# Parallelization in ciphey
This document describes how parallelization is implemented in the ciphey project, with a focus on the decoder execution system and its relationship to search algorithms.
## Overview
ciphey uses the [Rayon](https://github.com/rayon-rs/rayon) library to implement data parallelism for computationally intensive operations. Rayon provides a simple API for converting sequential iterators into parallel ones, making it straightforward to parallelize operations across multiple CPU cores.
## Decoder Parallelization
### Implementation
The primary parallelization in ciphey occurs in the filtration system, specifically in the `run` method of the `Decoders` struct in `src/filtration_system/mod.rs`:
```rust
pub fn run(&self, text: &str, checker: CheckerTypes) -> MyResults {
trace!("Running .crack() on all decoders");
let (sender, receiver) = channel();
self.components
.into_par_iter()
.try_for_each_with(sender, |s, i| {
let results = i.crack(text, &checker);
if results.success {
s.send(results).expect("expected no send error!");
// returning None short-circuits the iterator
// we don't process any further as we got success
return None;
}
s.send(results).expect("expected no send error!");
// return Some(()) to indicate that continue processing
Some(())
});
let mut all_results: Vec<CrackResult> = Vec::new();
while let Ok(result) = receiver.recv() {
// if we recv success, break.
if result.success {
return MyResults::Break(result);
}
all_results.push(result)
}
MyResults::Continue(all_results)
}
```
### Key Components
1. **Parallel Iterator**: The `into_par_iter()` method converts the sequential iterator over decoders into a parallel one, allowing multiple decoders to be executed concurrently.

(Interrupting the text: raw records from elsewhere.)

PR #324, opened 2017-12-27
More complete scenario for UI tests

mossroy:
Should fix #323 
Not ready to be merged yet

PR #474, opened 2019-01-29
More complete scenario for ui tests

### LINKED ISSUE #323: Run a more complete scenario for UI tests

2. **Channel-based Communication**: A channel (`sender`, `receiver`) is used to collect results from parallel decoder executions.
3. **Early Termination**: The `try_for_each_with` method allows for early termination of the parallel iteration when a successful decoding is found, using the `None` return value to short-circuit the iterator.

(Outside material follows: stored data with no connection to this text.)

Issue #478, opened 2019-03-02
Handle hyperlinks containing a single # in parseAnchorsJQuery function


Jaifroid:
Hyperlinks of the type `<a href="#">…..</a>` are not handled correctly in jQuery mode, as they attempt to launch an article. We need to add a test to `parseAnchorsJQuery` to prevent this behaviour.

Jaifroid:
A test case for this PR is documented [here](https://github.com/kiwix/kiwix-js/pull/462#issuecomment-468939961).

PR #487, opened 2019-04-22
Handle single # in hyperlink

Jaifroid:
This PR attempts to address #478. A single # in a hyperlink is defined as scroll to top of page. In jQuery mode, we need to recognize the # due to the base tag, and then we have to implement a scroll to top of the iframe window.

4. **Result Collection**: Results are collected from the channel and either returned immediately (on success) or aggregated into a vector for further processing.
## CPU Utilization and Performance Considerations
### Saturation Point
The decoder execution is typically the most computationally intensive part of the ciphey workflow. By parallelizing this operation, ciphey can effectively utilize multiple CPU cores to speed up the decoding process. However, there is a saturation point beyond which adding more parallelism may not improve performance:
1. **CPU Core Utilization**: If all available CPU cores are already fully utilized by the parallel decoder execution, adding additional layers of parallelism (such as processing multiple nodes in parallel in the search algorithm) may not provide significant performance benefits.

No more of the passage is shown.